Islamabad: Pakistan government has conveyed its willingness to accept all key conditions of the International Monetary Fund (IMF) to revive the loan programme as the country faces a massive economic crisis. Pakistani media reported that the government has requested the global lender to send its mission to Islamabad as soon as next week to conclude a long-awaited agreement.
Secretary Finance Hamed Yaqoob Shaikh has formally written to the IMF mission chief to visit Pakistan as “the government has concluded that there is no other choice but to revive the IMF programme on an immediate basis” Pakistani newspapers reported. The approval came after weeklong consultations, including two sessions that were presided over by Prime Minister Shehbaz Sharif. The prime minister has said that the Pakistan government has “no other option” but to implement the IMF programme as the government could not offer reasonable subsidies to any critical sector or even help the flood-affected people without consulting IMF.
Pakistan entered the $6 billion IMF programme in 2019, which was raised to $7 billion this year.

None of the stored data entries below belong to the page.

Issue #5532, opened 2020-02-12
Reduce allocations on IAsyncResultFilters


deanmarcussen:
While working on the display options for parts and fields I noticed how many requests (more so to the admin, than a content item display request) are creating a lot of unnecessary allocations, particularly around the use of `IAsyncResultFilters` 

An admin request to edit a page will often make 3-4 requests, the first to retrieve the content, then subsequent to retrieve media from the MediaController. These later request are not `ViewResult` or `PageResult` so the `Layers` filter and the `AdminMenuFilter` passes on these almost immediately.

In the case of the `AdminMenuFilter` it injects the `INavigationManager` which in turn injects all the `INavigationProviders` etc.

However these filters are instance per request, so the constructor injected dependencies are instantiated for every request, even though for a lot of requests, these filters will no-op very quickly, and never use the dependencies

It might an over optimisation, but suggest we consider refactoring to resolve necessary dependencies from the service provider, after the filter has chosen to execute, rather than no-op

jtkech:
Yes, looks like a good idea, so we would have to resolve them dynamically through a scoped provider, and maybe cache them in local variables of the related scoped service, if it may be called multiple times.

We already do this in some services where we cache the scoped resolutions, as i remember particularly when we are using `ShellScope.Services` for the scoped service provider.

PR #5600, opened 2020-02-20
Resolve asyncfilter scoped services lazily

deanmarcussen:
Fixes https://github.com/OrchardCMS/OrchardCore/issues/5532

Probably the biggest win here is actually on the `AdminMenuFilter` which was resolving the `INavigationManager` for no reason at all on all requests, not just admin.

@jtkech just resolved through the filter context services, assume that is best?

### DIFF
--- a/src/OrchardCore.Modules/OrchardCore.Admin/AdminMenuFilter.cs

Pakistan will get $1.18 billion after the programme’s ninth review, which is currently pending.
IMF conditions and reforms
Pakistan government has reportedly agreed to implement all four IMF conditions following the interactions on the sidelines of the Geneva conference. The major IMF conditions include a market-based exchange rate, an increase in electricity and gas prices, and additional taxes to contain the fiscal deficit.

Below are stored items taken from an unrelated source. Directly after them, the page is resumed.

PR #5601, opened 2020-02-20
Correct logging

deanmarcussen:


src/OrchardCore.Modules/OrchardCore.OpenId/Controllers/UserInfoController.cs
```diff
@@ -120,8 +120,7 @@ public async Task<IActionResult> Me()
                     }
                     else
                     {
-                        _logger.LogWarning($"{OpenIdConnectConstants.Claims.UpdatedAt} claim value '{updatedAtClaimValue}' is invalid. Should be the time the end-user's" +
-                                           " information was last updated, as number of seconds since the Unix epoch (1970-01-01T0:0:0Z) as measured in UTC until the date/time. ");
+                        _logger.LogWarning("{UpdatedAt} claim value '{UpdatedAtClaimValue}' is invalid. Should be the time the end-user's information was last updated, as number of seconds since the Unix epoch (1970-01-01T0:0:0Z) as measured in UTC until the date/time. ", OpenIdConectConstants.Claims.UpdatedAt, updatedAtClaimvalue);
```
agriffard: > _logger.LogWarning("{0} claim value '{1}' is invalid. Should be the time the end-user's information was last updated, as number of seconds since the Unix epoch (1970-01-01T0:0:0Z) as measured in UTC until the date/time.", OpenIdConnectConstants.Claims.UpdatedAt, updatedAtClaimValue);

I was about to do the change but I don't get it why is has to be changed.
I understand it for strings that have to be translated but why for this kind of log?

kevinchalet: Personally, I'd prefer if we had an exception instead of a log message. Or we could just use `long.Parse` like we do for booleans (BTW, we should use an overload accepting a `CultureInfo`).

src/OrchardCore.Modules/OrchardCore.OpenId/Controllers/UserInfoController.cs
```diff
@@ -114,15 +115,7 @@ public async Task<IActionResult> Me()
...
-                    if (long.TryParse(updatedAtClaimValue, out var epoch))
-                    {
-                        claims[OpenIdConnectConstants.Claims.UpdatedAt] = epoch;
-                    }
-                    else
-                    {
-                        _logger.LogWarning($"{OpenIdConnectConstants.Claims.UpdatedAt} claim value '{updatedAtClaimValue}' is invalid. Should be the time the end-user's" +
-                                           " information was last updated, as number of seconds since the Unix epoch (1970-01-01T0:0:0Z) as measured in UTC until the date/time. ");
-                    }
+                    claims[OpenIdConnectConstants.Claims.UpdatedAt] = long.Parse(updatedAtClaimValue, CultureInfo.CurrentCulture);
```
kevinchalet:
```suggestion
                    claims[OpenIdConnectConstants.Claims.UpdatedAt] = long.Parse(updatedAtClaimValue, CultureInfo.InvariantCulture);
```

src/OrchardCore.Modules/OrchardCore.OpenId/Controllers/UserInfoController.cs
deanmarcussen: Changed to an exception rather than a log warning @kevinchalet 

@agriffard for all logs, shouldn't use the string interpolation syntax of `$"{some-format}"`

src/OrchardCore.Modules/OrchardCore.OpenId/Controllers/UserInfoController.cs
deanmarcussen: done

sebastienros:
If we expect this value to not be a long, then I would instead return a better error message than just a generic 500 with a "parse exception".

kevinchalet:
The `updated_at` claim is defined by the OIDC spec as a JSON number (so in theory, it could be a decimal value, but in practice, it's pretty much never the case). Having a non-numeric value should **never** happen, except if the developer explicitly added an `updated_at` claim with a non-standard value. It's a corner case and I'm not sure it deserves a nice error page.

State Minister for Finance Aisha Ghaus Pasha said Pakistan had conveyed to the IMF that it was ready to implement reforms and wanted to settle the outstanding issues. However, the agreement is taking longer as the government wants to implement the reforms and revive the IMF pro-gramme in a way that does not burden the common people any further, she said. “We want to adopt a mixed course. It is an extraordinary time because we did not take a corrective path for decades,” she told reporters.

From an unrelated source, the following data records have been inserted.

PR #5604, opened 2020-02-20
LocalizationSetContentPicker missing translated content items

### LINKED ISSUE #5603: LocalizationSetContentPicker returning items from other culture
https://github.com/OrchardCMS/OrchardCore/blob/dev/src/OrchardCore.Modules/OrchardCore.ContentFields/Controllers/LocalizationSetContentPickerAdminController.cs#L65

Here we can't do a Take(40) because we never specify which culture we want in this query. It should take all the contentItems of all cultures which means that if we do a Take(40) we will end up with missing contentitems that we filter per culture later on in the DefaultContentLocalizationManager.

Skrypt:
Fixes #5603

### DIFF
--- a/src/OrchardCore.Modules/OrchardCore.ContentFields/Controllers/LocalizationSetContentPickerAdminController.cs
+++ b/src/OrchardCore.Modules/OrchardCore.ContentFields/Controllers/LocalizationSetContentPickerAdminController.cs
@@ -62,7 +62,7 @@ namespace OrchardCore.ContentFields.Controllers
                 dbQuery.With<ContentItemIndex>(x => x.DisplayText.Contains(query) || x.ContentType.Contains(query));
             }
 
-            var contentItems = await dbQuery.Take(40).ListAsync();
+            var contentItems = await dbQuery.ListAsync();
 
             // if 2 search results have the same set, select one based on the current culture
             var cleanedContentItems = await _contentLocalizationManager.DeduplicateContentItemsAsync(contentItems);


Skrypt:
To be honest I'm not sure why we don't use directly the `_session.QueryIndex<LocalizedContentItemIndex>` directly in the controller here. I need to read that code more. Waiting on @jptissot explanation.

src/OrchardCore.Modules/OrchardCore.ContentFields/Controllers/LocalizationSetContentPickerAdminController.cs
```diff
@@ -62,7 +62,7 @@ public async Task<IActionResult> SearchLocalizationSets(string part, string fiel
                 dbQuery.With<ContentItemIndex>(x => x.DisplayText.Contains(query) || x.ContentType.Contains(query));
             }
 
-            var contentItems = await dbQuery.Take(40).ListAsync();
+            var contentItems = await dbQuery.ListAsync();
```
sebastienros: This can not be merged as-is as this will load all content items on every lookup. This action should accept a culture (optionally?) and then prefilter with this culture, so you only get 40 items (or whatever fixed number) of this specific culture.

sebastienros: Using the localization set index is probably related to the solution.

jptissot:
If I remember correctly, the issue is that you want to include the top items that have a LocalizationSet but are not necessarily translated in the current locale.

Skrypt:
But why would I want to pick a content item that is in a different culture than the one your are creating content for?

Here, the issue is that it takes the first 40 content items which one of them could have a translated content item but only at the 41'st record for example. Then when we are filtering the content items in a later method which takes the content items that are from that current content item culture or pick the one from the default culture. So we end up with a list of content items who are from multiple different cultures and also not accurate because we could have had that 41'st record which would have been in the proper culture.

sebastienros:
> But why would we want to pick a content item that is in a different culture than the one we are creating content for?

Why couldn't we? At least it would be a setting if you really want to make that decision on a per field level.

Skrypt:
I don't mind, but yes, make it a setting then because it's not the typical use case scenario. Though, the issue would be the same with the actual code because of that limit(40).

Let's say we have 3 different cultures. This limit(40) is an even number which would return in all cases missing content items. This limit needs then to be divisible by the number of cultures that are supported.

jptissot:
If you want to pick an item in a specific culture, you should use the ContentPicker. The only reason to use the LocalizationSetContentPicker is when you are referencing a localized parent ContentItem from a non Localized ContentItem and want your template to resolve the ContentItem in the right culture when displaying it, not when selecting it.

jptissot:
In my projects, when I reference a Localized ContentItem from another Localized ContentItem, I don't use the LocalizationSetContentPicker but instead use the ContentPicker and Content for each culture picks the content in it's culture.

Skrypt:
I don't get this result on my side. When I use a content picker with localized content items it will list content items of any culture.

jptissot:
Yes, maybe it lists all items but the one you select is to a single item of the correct culture.

hishamco:
Any updates on this?

agriffard:
There are 2 approvals but many comments after.
Can this be merged?

hishamco:
I don't think so, coz there's something that Seb asked @Skrypt to do

deanmarcussen:
Yes, maybe @jptissot can explain more clearly, I withdraw my approval ;)

Skrypt:
Guys I added that dontmerge flag 5 days ago for that matter.

hishamco:
Ya, I was asking for any updates if there is ;)

agriffard:
What is the status of this PR @Skrypt?

Skrypt:
It's low priority in my list as people did not agree on the proposed solution. I need to think about a different one.

agriffard:
Closing the dontmerge labels.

Pakistan’s power regulator has already allowed Sui Northern Gas Pipeline Ltd (SNGPL) and Sui Southern Gas Company (SSGC) to hike natural gas rates up to 75 per cent. The government has 40 days to approve the increase or it will automatically come into effect.
Pakistan has been facing a severe economic crisis amid dwindling forex reserves and currency depreciation. Experts say that the IMF programme is critical for Pakistan, which urgently needs external financing to support the battered economy.